TASK GOAL: Every line of the records below that has the word "Component" should be copied.
■ ■ ■ ■ ■ ■ ■
PR #13315, opened 2020-05-04
[ACS] bug fix: remove fields cleanup for fields that no longer exist

olga-mir:
**Description**  
There was an error introduced in https://github.com/Azure/azure-cli/pull/12240 where AROv3   has been upgraded to latest API version. Fields `name` and `os_type` has been dropped from master pool profile in azure-sdk-for-python: https://github.com/Azure/azure-sdk-for-python/pull/10464/files

**Testing Guide**  
create an OpenShift cluster 
`az openshift create -g <group_name> -n <resource_name> --location eastus2`
try show or list command:
`az openshift list`
`az openshift show -g <group_name> -n <resource_name>`
They should execute without error and display the cluster info.

**History Notes**  

[Component Name 1] BREAKING CHANGE: az command a: Make some customer-facing breaking change.  
[Component Name 2] az command b: Add some customer-facing feature.

---

This checklist is used to make sure that common guidelines for a pull request are followed.

- [x] The PR title and description has followed the guideline in [Submitting Pull Requests](https://github.com/Azure/azure-cli/tree/dev/doc/authoring_command_modules#submitting-pull-requests).

- [x] I adhere to the [Command Guidelines](https://github.com/Azure/azure-cli/blob/dev/doc/command_guidelines.md).

PR #13358, opened 2020-05-06
{ACS} az openshift show/list: Refactoring to reduce the probability of AttributeError

m1kola:
**Description**  

The changes in the original PR were a duplicate of https://github.com/Azure/azure-cli/pull/13315 which got merged recently. I rebased the PR and I updated it so we hopefully reduce the probability of `AttributeError` in the similar cases.

### DIFF
--- a/src/azure-cli/azure/cli/command_modules/acs/custom.py
+++ b/src/azure-cli/azure/cli/command_modules/acs/custom.py
@@ -3234,7 +3234,7 @@ def _remove_osa_nulls(managed_clusters):
     attrs = ['tags', 'plan', 'type', 'id']
     for managed_cluster in managed_clusters:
■ ■ ■ ■ ■ ■ ■
TASK ANSWER:
[Component Name 1] BREAKING CHANGE: az command a: Make some customer-facing breaking change.  
[Component Name 2] az command b: Add some customer-facing feature.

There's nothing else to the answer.